PR #931, opened 2026-06-16
Clarify buildArgs option entries

### LINKED ISSUE #930: Clarify that buildArgs entries are native-image argument tokens
The Maven and Gradle plugin docs should clarify how `buildArgs` entries map to Native Image options.

The important rule is that each configured entry should contain one Native Image option expression. The plugin configuration is not a shell command line, and users should not combine several independent Native Image options into one entry.

Some Native Image options include a value in the same expression, such as `--emit build-report`, `--enable-monitoring=jfr`, or `-H:Name=value`; those should stay in the documented Native Image form. The confusing case is a single entry that combines unrelated options, such as `--static --libc=musl -H:+ReportExceptionStackTraces`.

For example, Maven docs should prefer this shape:

```xml
<buildArgs>
    <buildArg>--static</buildArg>
    <buildArg>--libc=musl</buildArg>
    <buildArg>--emit build-report</buildArg>
    <buildArg>-H:+ReportExceptionStackTraces</buildArg>
</buildArgs>
```

and Gradle docs should show the equivalent:

```kotlin
buildArgs.addAll(
    "--static",
    "--libc=musl",
    "--emit build-report",
    "-H:+ReportExceptionStackTraces"
)
```

This would prevent confusion from examples or user configurations that treat `buildArgs` as a shell-style string, such as putting `--static --libc=musl` into one Maven `<buildArg>` entry.

Suggested docs locations:

- `docs/src/docs/asciidoc/maven-plugin.adoc`, near the `<buildArgs>` section.
- `docs/src/docs/asciidoc/gradle-plugin.adoc`, near the `buildArgs.add(...)` description.

jormundur00:
Fixes #930

## What changed

This PR clarifies the docs for Maven and Gradle `buildArgs` entries.

Before this change, users could read the docs and assume a `buildArgs` entry should be written like a shell command line instead of as one native-image option expression per entry.

After this change, the docs make it clear that each Maven `<buildArg>` or Gradle `buildArgs` entry should contain a single native-image option expression, and the examples are updated accordingly.

## Why

This avoids configuration confusion and makes the examples line up with how Native Build Tools actually passes native-image arguments.

## Example

Before:

Users could infer that unrelated options should be combined into one `buildArgs` entry.

After:

The docs show separate entries for unrelated options while preserving valid single-expression forms such as `--emit build-report`, `--enable-monitoring=jfr`, and `-H:Name=value`.

## Implementation summary

- Clarify that each Maven `<buildArg>` entry should contain one native-image option expression.
- Add equivalent Gradle `buildArgs.addAll(...)` guidance.
- Update examples so unrelated options are configured as separate entries while keeping valid same-expression native-image forms.

## Validation

- `git diff --check`
- `env JAVA_HOME=/home/jovan/.mx/jdks/labsjdk-ee-17-jvmci-23.1-b02 PATH=/home/jovan/.mx/jdks/labsjdk-ee-17-jvmci-23.1-b02/bin:$PATH ./gradlew :docs:asciidoctor`
- Confirmed rendered Maven and Gradle HTML contains the new `buildArgs` guidance and examples.

### DIFF
--- a/docs/src/docs/asciidoc/gradle-plugin.adoc
+++ b/docs/src/docs/asciidoc/gradle-plugin.adoc
@@ -173,6 +173,20 @@ You can also pass **build-time** and **run-time** arguments:
 - `buildArgs.add('<buildArg>')`: Configures the build by passing options directly to `native-image`. You can pass any Native Image build option listed https://www.graalvm.org/reference-manual/native-image/overview/Options/[here].
 - `runtimeArgs.add('<runtimeArg>')`: Specifies runtime arguments consumed by your application.
 
+Each `buildArgs` list entry should contain one Native Image option expression, not a shell command line.
+Put unrelated options in separate entries, but keep values that belong to the option expression together,
+such as `--emit build-report`, `--enable-monitoring=jfr`, or `-H:Name=value`.
+
+[source,kotlin, role="multi-language-sample"]
+----
+buildArgs.addAll(
+    "--static",
+    "--libc=musl",
+    "--emit build-report",
+    "-H:+ReportExceptionStackTraces"
+)
+----
+
 ==== Command Line Options
 
 The preferred way to configure native binaries is through the DSL, so that you can provide reproducible builds which do not depend on obscure CLI invocations.
--- a/docs/src/docs/asciidoc/gradle-plugin.adoc
+++ b/docs/src/docs/asciidoc/gradle-plugin.adoc
@@ -175,15 +175,13 @@ You can also pass **build-time** and **run-time** arguments:
 
 Each `buildArgs` list entry should contain one Native Image option expression, not a shell command line.
 Put unrelated options in separate entries, but keep values that belong to the option expression together,
-such as `--emit build-report`, `--enable-monitoring=jfr`, or `-H:Name=value`.
+such as `--emit build-report` or `--enable-monitoring=jfr`.
 
 [source,kotlin, role="multi-language-sample"]
 ----
 buildArgs.addAll(
-    "--static",
-    "--libc=musl",
     "--emit build-report",
-    "-H:+ReportExceptionStackTraces"
+    "--enable-monitoring=jfr"
 )
 ----
 
--- a/docs/src/docs/asciidoc/maven-plugin.adoc
+++ b/docs/src/docs/asciidoc/maven-plugin.adoc
@@ -43,10 +43,16 @@ The following configuration options are available:
    image name is not supplied, the artifact ID of the project will be used by default.
 `<buildArgs>`::
    If you want to pass additional build options to `native-image`, use the `<buildArgs>` tag. You can pass any Native Image build option listed https://www.graalvm.org/reference-manual/native-image/overview/Options/[here].
+   Each `<buildArg>` entry should contain one Native Image option expression, not a shell command line.
+   Put unrelated options in separate `<buildArg>` entries, but keep values that belong to the option expression together,
+   such as `--emit build-report`, `--enable-monitoring=jfr`, or `-H:Name=value`.
 [source,xml, role="multi-language-sample"]
 ----
 <buildArgs>
-    <buildArg>--argument</buildArg>
+    <buildArg>--static</buildArg>
+    <buildArg>--libc=musl</buildArg>
+    <buildArg>--emit build-report</buildArg>
+    <buildArg>-H:+ReportExceptionStackTraces</buildArg>
 </buildArgs>
 ----
 `<skipNativeBuild>`::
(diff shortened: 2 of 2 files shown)


docs/src/docs/asciidoc/gradle-plugin.adoc
```diff
@@ -173,6 +173,20 @@ You can also pass **build-time** and **run-time** arguments:
...
+Put unrelated options in separate entries, but keep values that belong to the option expression together,
+such as `--emit build-report`, `--enable-monitoring=jfr`, or `-H:Name=value`.
+
+[source,kotlin, role="multi-language-sample"]
+----
+buildArgs.addAll(
+    "--static",
+    "--libc=musl",
+    "--emit build-report",
+    "-H:+ReportExceptionStackTraces"
```
vjovanov: I would omit the non-public flags.

docs/src/docs/asciidoc/maven-plugin.adoc
```diff
@@ -43,10 +43,16 @@ The following configuration options are available:
...
+   Put unrelated options in separate `<buildArg>` entries, but keep values that belong to the option expression together,
+   such as `--emit build-report`, `--enable-monitoring=jfr`, or `-H:Name=value`.
 [source,xml, role="multi-language-sample"]
 ----
 <buildArgs>
-    <buildArg>--argument</buildArg>
+    <buildArg>--static</buildArg>
+    <buildArg>--libc=musl</buildArg>
+    <buildArg>--emit build-report</buildArg>
+    <buildArg>-H:+ReportExceptionStackTraces</buildArg>
```
vjovanov: Same here.

docs/src/docs/asciidoc/maven-plugin.adoc
```diff
@@ -43,10 +43,16 @@ The following configuration options are available:
    image name is not supplied, the artifact ID of the project will be used by default.
 `<buildArgs>`::
    If you want to pass additional build options to `native-image`, use the `<buildArgs>` tag. You can pass any Native Image build option listed https://www.graalvm.org/reference-manual/native-image/overview/Options/[here].
+   Each `<buildArg>` entry should contain one Native Image option expression, not a shell command line.
+   Put unrelated options in separate `<buildArg>` entries, but keep values that belong to the option expression together,
+   such as `--emit build-report`, `--enable-monitoring=jfr`, or `-H:Name=value`.
```
vjovanov: And here.

docs/src/docs/asciidoc/gradle-plugin.adoc
```diff
@@ -173,6 +173,20 @@ You can also pass **build-time** and **run-time** arguments:
 - `buildArgs.add('<buildArg>')`: Configures the build by passing options directly to `native-image`. You can pass any Native Image build option listed https://www.graalvm.org/reference-manual/native-image/overview/Options/[here].
 - `runtimeArgs.add('<runtimeArg>')`: Specifies runtime arguments consumed by your application.
 
+Each `buildArgs` list entry should contain one Native Image option expression, not a shell command line.
+Put unrelated options in separate entries, but keep values that belong to the option expression together,
+such as `--emit build-report`, `--enable-monitoring=jfr`, or `-H:Name=value`.
```
vjovanov: Here as well.

vjovanov (changes requested):

docs/src/docs/asciidoc/gradle-plugin.adoc
jvukicev: Updated in 0e5cf6e7: I removed `--static`, `--libc=musl`, and `-H:+ReportExceptionStackTraces`. I kept `--emit build-report` and added `--enable-monitoring=jfr` because both are public options already used and explained in this project’s end-to-end documentation; they also demonstrate separate option expressions.

docs/src/docs/asciidoc/maven-plugin.adoc
jvukicev: Updated in 0e5cf6e7: I removed the non-public flags. I kept `--emit build-report` and added `--enable-monitoring=jfr` because both are public options already used and explained in this project’s end-to-end documentation; they also demonstrate separate option expressions.

docs/src/docs/asciidoc/maven-plugin.adoc
jvukicev: Updated in 0e5cf6e7: removed the `-H:Name=value` form from the prose. The examples now mention only the public `--emit build-report` and `--enable-monitoring=jfr` forms.

docs/src/docs/asciidoc/gradle-plugin.adoc
jvukicev: Updated in 0e5cf6e7: removed the `-H:Name=value` form from the prose. The examples now mention only the public `--emit build-report` and `--enable-monitoring=jfr` forms.

vjovanov (approved):

PR #936, opened 2026-06-17
Log selected Maven metadata repository

### LINKED ISSUE #444: Log the Maven Repository Metadata version used by the plugin
We've seen a number of reports in Spring Boot where users don't really understand they have to do something to use the latest reachability metadata version. It looks like that one bit that could help is by logging the  version that the plugin is using. I've looked at a regular Maven project and couldn't find that information in the logs.

Making sure users are aware which version is running so that if the issue report they're looking at mention a different version, they know they have to do something.

A log at info level that provides the version of the reachability metadata.

I haven't.

**Additional context**
None.

jormundur00:
Fixes #444

## What changed

This PR makes the Maven plugin log which reachability metadata repository version or source it selected.

Before this change, metadata repository selection happened silently in normal Maven output. Users could see the effects of metadata selection, but not which repository version or source was actually in use.

After this change, the Maven plugin prints one concise info-level line describing the selected official metadata repository version, or the configured source when a semantic version is not available.

## Why

Metadata repository selection is user-visible integration state. Surfacing it in normal Maven output makes builds easier to understand and troubleshoot.

## Example

Before:

A Maven build could resolve metadata from the default repository, a forced version, a local path, or a custom URL without telling the user which repository source was actually chosen.

After:

The build emits output such as `Using GraalVM reachability metadata repository version <version>` or `Using GraalVM reachability metadata repository from <source>`.

## Implementation summary

- Add one concise info-level Maven log line after metadata repository selection and before dependency metadata lookup.
- Report official repository versions when they are known.
- Report local paths, ZIP paths, and arbitrary URLs as repository sources when a semantic version is not known.
- Keep disabled metadata quiet with respect to the selected-repository line.
- Extend Maven functional coverage across default, explicit, implicit-enable, path, ZIP, URL, forced-version, and disabled metadata cases.

## Validation

- `JAVA_HOME=/home/jovan/.sdkman/candidates/java/17.0.12-graal ./gradlew :native-maven-plugin:test --no-daemon`
- `JAVA_HOME=/home/jovan/.sdkman/candidates/java/17.0.12-graal GRAALVM_HOME=/home/jovan/ol/bb/master/graal/sdk/mxbuild/linux-amd64/GRAALVM_JAVA25/graalvm-25.1.0-dev+10.1 ./gradlew :native-maven-plugin:functionalTest --no-daemon --fail-fast --tests org.graalvm.buildtools.maven.MetadataRepositoryFunctionalTest`
- `JAVA_HOME=/home/jovan/.sdkman/candidates/java/17.0.12-graal GRAALVM_HOME=/home/jovan/ol/bb/master/graal/sdk/mxbuild/linux-amd64/GRAALVM_JAVA25/graalvm-25.1.0-dev+10.1 ./gradlew :native-maven-plugin:functionalTest --no-daemon --fail-fast --tests org.graalvm.buildtools.maven.OfficialMetadataRepositoryFunctionalTest`
- `git diff --check`
- `grund maven/FS-maven-resources-and-metadata.2`

### DIFF
--- a/native-gradle-plugin/docs/functional/resources-and-metadata.md
+++ b/native-gradle-plugin/docs/functional/resources-and-metadata.md
@@ -27,6 +27,10 @@ metadata repository URI, version, exclusions, and module-to-config-version overr
 directory must be consumable by native compile tasks and must contain only metadata selected for
 the binary's dependency graph. When no URI or version is pinned, the Gradle default should follow
 the repository-wide freshness goal in [§root/GOAL-fresh-metadata](../../../docs/spec/goals.md#goal-fresh-metadata-users-can-fetch-the-latest-graalvm-reachability-metadata).
+Normal Gradle output must identify the selected metadata repository version
+or, when a version is not known for a local path or arbitrary URL, the selected repository source.
+This keeps important integration state visible without flooding build logs, as required by
+[§root/GOAL-concise-actionable-output](../../../docs/spec/goals.md#goal-concise-actionable-output-build-output-is-concise-actionable-and-token-efficient).
 
 ## 4. Missing metadata reports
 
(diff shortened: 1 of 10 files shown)


vjovanov:
Do we have the same for Gradle? We should output the same text.

jvukicev:
@vjovanov Good point — added this for Gradle in db3ef79e. Gradle now emits the same `Using GraalVM reachability metadata repository version <version>` or `... from <source>` message, with coverage for official repositories, custom paths/archives, and disabled metadata.

vjovanov (approved):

▶ _PROMPT_:
How many lines in the material contain the string "already"? Reply with the number and nothing else.

▶ _ANSWER TO THIS PROBLEM_:
2